Melissa huddled against her. “They’ll never let me go,” she whispered. “I’m scared.”
Snake, stroked Melissa’s hair and stared out the window at the darkness and the scattered lights of wealthy, beautiful Mountainside. Some time later, just on the edge of sleep, Melissa whispered, “I’m scared.”
Chapter 8
Snake woke at the first rays of scarlet morning sun. Melissa was gone. She must have slipped out and returned to the stable, and Snake was afraid for her.
Snake unfolded herself from the window seat and padded back to her room, the blanket wrapped around her shoulders. The tower was silent and cool. Her room was empty. Just as well that Gabriel had left, for though she was annoyed at him she did not want to dissipate her anger. It was not he who deserved it, and she had better uses for it. After washing she dressed, looking out over the valley. The eastern peaks still shadowed much of its floor. As she watched, the darkness crept back from the stable and its geometric white-fenced paddocks. Everything was still.
Suddenly, a horse strode from shade to sunlight. Tremendously lengthened, its shadow sprang from its hooves and marched like a giant through the sparkling grass. It was the big piebald stallion, with Melissa perched on his back.

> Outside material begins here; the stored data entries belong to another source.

PR #1467, opened 2018-06-18
Add event attendee

ztolley:
When viewing the event attendee list the user can search for a contact to add, once selected a service delivery is automatically created and the user taken straight back to the attendee list screen with the new attendee visible.

While on this I made some subtle changes to acceptance tests to make them more generic, consistent with the use of " and flexible to test this ticket.

Refactored the attendee code so it's now a sub-app of events, makes managing and navigating the code easier.

add_attendee


src/apps/events/attendees/controllers/create.js
```diff
@@ -0,0 +1,38 @@
...
+    }
+
+    const contact = await getContact(token, contactId)
+
+    const serviceDelivery = {
+      contact: contact.id,
+      company: contact.company.id,
+      date: event.start_date,
+      dit_adviser: adviser.id,
+      dit_team: event.lead_team.id,
```
reupen: Use lodash `get()`?

src/apps/events/attendees/controllers/find.js
```diff
@@ -0,0 +1,74 @@
...
+    const query = req.query
+    const searchTerm = res.locals.searchTerm = get(req, 'body.term', '').trim()
+
+    const contacts = await search({
+      searchTerm,
+      searchEntity: 'contact',
+      token: req.session.token,
+      page: query.page,
+    })
+      .then(transformApiResponseToSearchCollection(
```
reupen: Can we use two `await`s instead of `.then()`?

ztolley: We use this syntax everywhere, so was done here to be consistent.

reupen: OK, but it's quite hard to read (and this one seems worse than the others). Maybe you can move the arrow function out (assign it to a variable, use a function declaration or whatever...)

ztolley: yip I'll move it out to a function

ztolley: ah actually it has to be inline so it can pull in the event id so I can't do that.

test/acceptance/features/events/attendees.feature
```diff
@@ -0,0 +1,24 @@
...
+  When I click the "Attendees" link
+  And I click the "Add attendee" link
+  Then I see a search box
+  When I search for "Dean Cox"
+  Then I see "Dean Cox" in the search results
+  When I select "Dean Cox" in the search results
+  Then the results summary for an attendee collection is present
+  And I see "Dean Cox" in the collection
+  When I click the "View or edit service delivery" link
+  Then I can see the service delivery details
```
yeahfro: Maybe align `I can see` with `I see` - as above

The stallion broke into a canter and moved smoothly across the field. Snake wished she too were riding through the morning with the wind on her face; she could almost hear the hollow drumming of hooves on earth, smell the fragrance of new grass, see glistening dewdrops flung up by her passing.
The stallion galloped across the field, mane and tail flying. Melissa hunched close over his withers. One of the high stone boundary walls loomed before them.
Snake caught her breath, certain the stallion was out of Melissa’s control. His pace never slackened. Snake leaned forward as if she could reach out and stop them before the horse threw the child against the wall. She could see the tension in him, but Melissa sat still and calm. The horse steadied and sailed over the barrier, clean.
A few paces later his canter slowed; he trotted a few steps and then walked, sedately, grandly, toward the stable, as if he, like Melissa, were in no hurry to return.
If she had had any doubts about the truth of anything Melissa had told her, they were gone now. She had not doubted that Ras abused the child: Melissa’s distress and confusion were all too real. Snake had wondered if riding Gabriel’s horse had been an understandable fantasy, but it was equally real and it made Snake understand how difficult it might be to free her young friend. Melissa was valuable to Ras and he would not want to let her go. Snake was afraid to go straight to the mayor, with whom she had no rapport, and denounce Ras for the twisted thing he was. Who would believe her? In daylight she herself had trouble believing such a thing could ever happen, and Melissa was too frightened to accuse Ras directly. Snake did not blame her.